[Biojava-l] RES: Alignment Viewer
mark.schreiber at novartis.com
mark.schreiber at novartis.com
Thu Jun 29 07:36:05 UTC 2006
The following example works for me. Let me know if it causes problems for
you.
- Mark
/*
* SeqDBExample.java
*
* Created on June 29, 2006, 3:23 PM
*
*/
package db;
import org.biojava.bio.seq.DNATools;
import org.biojava.bio.seq.ProteinTools;
import org.biojava.bio.seq.RNATools;
import org.biojava.bio.seq.Sequence;
import org.biojava.bio.seq.db.HashSequenceDB;
import org.biojava.bio.seq.db.SequenceDB;
import org.biojava.bio.seq.io.SeqIOTools;
/**
*
* @author
*/
public class SeqDBExample {
private SequenceDB db;
/** Creates a new instance of SeqDBExample */
public SeqDBExample() {
db = new HashSequenceDB();
}
public void test() throws Exception{
//create 3 sequences
Sequence rna = RNATools.createRNASequence("auggc", "rna seq");
Sequence dna = DNATools.createDNASequence("atggc", "dna seq");
Sequence prot = ProteinTools.createProteinSequence("HVFST", "prot
seq");
//add them to the DB
db.addSequence(rna); db.addSequence(dna); db.addSequence(prot);
//get them back and print them to the screen
SeqIOTools.writeFasta(System.out, db.getSequence("rna seq"));
SeqIOTools.writeFasta(System.out, db.getSequence("dna seq"));
SeqIOTools.writeFasta(System.out, db.getSequence("prot seq"));
}
public static void main(String[] args) throws Exception{
SeqDBExample example = new SeqDBExample();
example.test();
}
}
"Anderson Moura da Silva" <anderson.moura at telemar-rj.com.br>
06/28/2006 09:52 PM
To: <mark.schreiber at novartis.com>
cc:
Subject: RES: [Biojava-l] Alignment Viewer
Well,
I've created a HashSequenceDB and then I need to load from a customized
XML file, many sequences of DNA, RNA or Protein Alphabet.

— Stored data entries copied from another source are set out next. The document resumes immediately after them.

PR #1589, opened 2020-03-26
[FCOS] gcp templates: update gcp-routes

vrutkovs:
**- What I did**

**- How to verify it**


vrutkovs:
Flakes

/retest

vrutkovs:
This version of `gcp-routes.sh` is exactly the same as RHCOS uses. The issue is that it doesn't pass shellcheck on installer.

/hold

LorbusChris:
I think this is the wrong version of the script, should we close?

LorbusChris:
feel free to reopen if that's not the case :)
/close

PR #1590, opened 2020-03-26
test/e2e: add e2e to test files proper deletion

runcom:
This e2e verifies what's being fixed in https://github.com/openshift/machine-config-operator/pull/1586 and it'll fail w/o that patch (which is why I'm carrying it here right now)

### DIFF
--- a/test/e2e/mcd_test.go
+++ b/test/e2e/mcd_test.go
@@ -425,6 +425,45 @@ func TestReconcileAfterBadMC(t *testing.T) {
 	}
 }
 
+func TestFullyDeleteMCShippedFiles(t *testing.T) {
+	cs := framework.NewClientSet("")
+	nodes, err := getNodesByRole(cs, "worker")
+	require.Nil(t, err)
+	for _, node := range nodes {
+		// this fails if the file is on the node, just a pre-req sanity check to run this test
+		_, err := execCmdOnNodeWithErr(t, cs, node, "test", "!", "-e", "/rootfs/etc/something")
+		require.Nil(t, err)
+	}
+	workerOldMcFirst := getMcName(t, cs, "worker")
+	mcHostFileFirst := createMCToAddFile("modify-host-file-first", "/etc/something", "mco-test", "root")
+	_, err = cs.MachineConfigs().Create(mcHostFileFirst)
+	require.Nil(t, err)
+	renderedConfig, err := waitForRenderedConfig(t, cs, "worker", mcHostFileFirst.Name)
+	require.Nil(t, err)
+	require.Nil(t, waitForPoolComplete(t, cs, "worker", renderedConfig))
+	workerOldMcSecond := getMcName(t, cs, "worker")
+	mcHostFileSecond := createMCToAddFile("modify-host-file-second", "/etc/something", "mco-test-2", "root")
+	_, err = cs.MachineConfigs().Create(mcHostFileSecond)
+	require.Nil(t, err)
+	renderedConfig, err = waitForRenderedConfig(t, cs, "worker", mcHostFileSecond.Name)
+	require.Nil(t, err)
+	require.Nil(t, waitForPoolComplete(t, cs, "worker", renderedConfig))
+	// now delete the MCs file, which must result in the file disappearing from the system
+	require.Nil(t, cs.MachineConfigs().Delete(mcHostFileSecond.Name, &metav1.DeleteOptions{}))
+	require.Nil(t, waitForPoolComplete(t, cs, "worker", workerOldMcSecond))
+	require.Nil(t, cs.MachineConfigs().Delete(mcHostFileFirst.Name, &metav1.DeleteOptions{}))
+	require.Nil(t, waitForPoolComplete(t, cs, "worker", workerOldMcFirst))
+	nodes, err = getNodesByRole(cs, "worker")
+	require.Nil(t, err)
+	for _, node := range nodes {
+		assert.Equal(t, node.Annotations[constants.CurrentMachineConfigAnnotationKey], workerOldMcFirst)
+		assert.Equal(t, node.Annotations[constants.MachineConfigDaemonStateAnnotationKey], constants.MachineConfigDaemonStateDone)
+		// this fails if the file is on the node
+		_, err := execCmdOnNodeWithErr(t, cs, node, "test", "!", "-e", "/rootfs/etc/something")
+		require.Nil(t, err)
+	}
+}
+
 func TestDontDeleteRPMFiles(t *testing.T) {
 	cs := framework.NewClientSet("")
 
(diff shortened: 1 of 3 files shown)


runcom:
Before carrying https://github.com/openshift/machine-config-operator/pull/1590 to turn this to green, I want to watch it fail and validate my theories.

runcom:
confirmed manually that this test covers the scenario in the linked PR and exposes the bug

test/e2e/mcd_test.go
```diff
@@ -425,6 +425,39 @@ func TestReconcileAfterBadMC(t *testing.T) {
...
+	workerOldMcSecond := getMcName(t, cs, "worker")
+	mcHostFileSecond := createMCToAddFile("modify-host-file-second", "/etc/something", "mco-test-2", "root")
+	_, err = cs.MachineConfigs().Create(mcHostFileSecond)
+	require.Nil(t, err)
+	renderedConfig, err = waitForRenderedConfig(t, cs, "worker", mcHostFileSecond.Name)
+	require.Nil(t, err)
+	require.Nil(t, waitForPoolComplete(t, cs, "worker", renderedConfig))
+	// now delete the MCs file, which must result in the file disappearing from the system
+	require.Nil(t, cs.MachineConfigs().Delete(mcHostFileSecond.Name, &metav1.DeleteOptions{}))
+	require.Nil(t, waitForPoolComplete(t, cs, "worker", workerOldMcSecond))
```
jlebon: Would be good to check here that the file still exists and has the contents dictated by the first MC.

test/e2e/mcd_test.go
```diff
@@ -425,6 +425,39 @@ func TestReconcileAfterBadMC(t *testing.T) {
...
+	require.Nil(t, cs.MachineConfigs().Delete(mcHostFileFirst.Name, &metav1.DeleteOptions{}))
+	require.Nil(t, waitForPoolComplete(t, cs, "worker", workerOldMcFirst))
+	nodes, err := getNodesByRole(cs, "worker")
+	require.Nil(t, err)
+	for _, node := range nodes {
+		assert.Equal(t, node.Annotations[constants.CurrentMachineConfigAnnotationKey], workerOldMcFirst)
+		assert.Equal(t, node.Annotations[constants.MachineConfigDaemonStateAnnotationKey], constants.MachineConfigDaemonStateDone)
+		found := execCmdOnNode(t, cs, node, "cat", "/rootfs/etc/something")
```
jlebon: A stronger approach is something like `test -e /rootfs/etc/something` and checking the exit code.

test/e2e/mcd_test.go
```diff
@@ -425,6 +425,39 @@ func TestReconcileAfterBadMC(t *testing.T) {
 	}
 }
 
+func TestFullyDeleteMCShippedFiles(t *testing.T) {
+	cs := framework.NewClientSet("")
```
jlebon: A good sanity check to do upfront here is that `/etc/something` *doesn't* exist (I mean, it shouldn't, but it helps make it clear how this test works :) )

test/e2e/mcd_test.go
runcom: that's the usual MCD workflow tho - here's is just diffing MC1<->MC2 so it's "applying" MC1 and we expect that to work (and tested in other tests as well)

test/e2e/mcd_test.go
runcom: can do that thanks!

test/e2e/mcd_test.go
runcom: I'd add that thanks @jlebon !

test/e2e/mcd_test.go
runcom: i.e. there's not "removal of stale files in this scenario" so there's little value in (re) testing that here

test/e2e/mcd_test.go
runcom: added

test/e2e/mcd_test.go
```diff
@@ -425,6 +425,46 @@ func TestReconcileAfterBadMC(t *testing.T) {
...
+	require.Nil(t, waitForPoolComplete(t, cs, "worker", workerOldMcSecond))
+	require.Nil(t, cs.MachineConfigs().Delete(mcHostFileFirst.Name, &metav1.DeleteOptions{}))
+	require.Nil(t, waitForPoolComplete(t, cs, "worker", workerOldMcFirst))
+	nodes, err = getNodesByRole(cs, "worker")
+	require.Nil(t, err)
+	for _, node := range nodes {
+		assert.Equal(t, node.Annotations[constants.CurrentMachineConfigAnnotationKey], workerOldMcFirst)
+		assert.Equal(t, node.Annotations[constants.MachineConfigDaemonStateAnnotationKey], constants.MachineConfigDaemonStateDone)
+		// this fails if the file is on the node
+		_, err := execCmdOnNodeWithErr(t, cs, node, "test", "-e", "/rootfs/etc/something")
```
jlebon: Sorry, don't mean to drag this out. :)  Can we make this `test ! -e /rootfs/etc/something` instead? That way we can check for a successful exit code. Otherwise it's hard to tell if there's an error because the command exited nonzero or something else went wrong along the way in `oc rsh`.

runcom: done and yeah, definitely better!

runcom:
remember the op test will fail here till we merge a solution (and carry this ofc)

/test e2e-gcp-op
/test e2e-aws-scaleup-rhel7

yuqi-zhang:
I think you will likely have to bump timeouts for this to pass

runcom:
> I think you will likely have to bump timeouts for this to pass

damn, you're right

test/e2e/mcd_test.go
```diff
@@ -425,6 +425,45 @@ func TestReconcileAfterBadMC(t *testing.T) {
...
+	cs := framework.NewClientSet("")
+	nodes, err := getNodesByRole(cs, "worker")
+	require.Nil(t, err)
+	for _, node := range nodes {
+		// this fails if the file is on the node, just a pre-req sanity check to run this test
+		_, err := execCmdOnNodeWithErr(t, cs, node, "test", "!", "-e", "/rootfs/etc/something")
+		require.Nil(t, err)
+	}
+	workerOldMcFirst := getMcName(t, cs, "worker")
+	mcHostFileFirst := createMCToAddFile("modify-host-file-first", "/etc/something", "mco-test", "root")
```
yuqi-zhang, line 438: I wonder if we could hack it a bit to apply both files in the same MC. When we iterate through the new files it will see both instances as separate. Then we can delete both files in one transaction as well, so we go from 4 reboots to 2.

That said this hack will likely not play nicely with ign spec3.

yuqi-zhang: As in, we will see the same functionality being tested whether we update the file through 2 MCs or 1 MC

runcom:
/hold

no way we can keep adding e2e like this indeed, I'll write a unit that fails for this and work from there - unit should still cover the bug - and we may think to move other simple e2e to unit when possible (given that e2e are still a top priority in these scenarios)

I don't have the code here now but i did something like this:
//Check whether it's DNA, RNA or Protein in a loop
if (alphabet=="DNA"){
sym = createDNASequence(sequence_string, name_sequence);
Sequence = createSequence(sym , null, name_sequence,
null);
}
else if (alphabet=="RNA"){
sym = createRNASequence(sequence_string, name_sequence);
sequence = createSequence(sym , null, name_sequence,
null);
}
else if (alphabet=="PROTEIN_TERM"){
sym = createProteinSequence(sequence_string,
name_sequence);
sequence = createSequence(sym , null, name_sequence,
null);
}
hashSequenceDB.addSequence(name_sequence,sequence);
//end of the loop
then in another class, I try to get back the sequences doing this passing
the var name_sequence as a parameter:
hashSequenceDB.getSequence(name_sequence);
//but it aways give me back a null pointer type error.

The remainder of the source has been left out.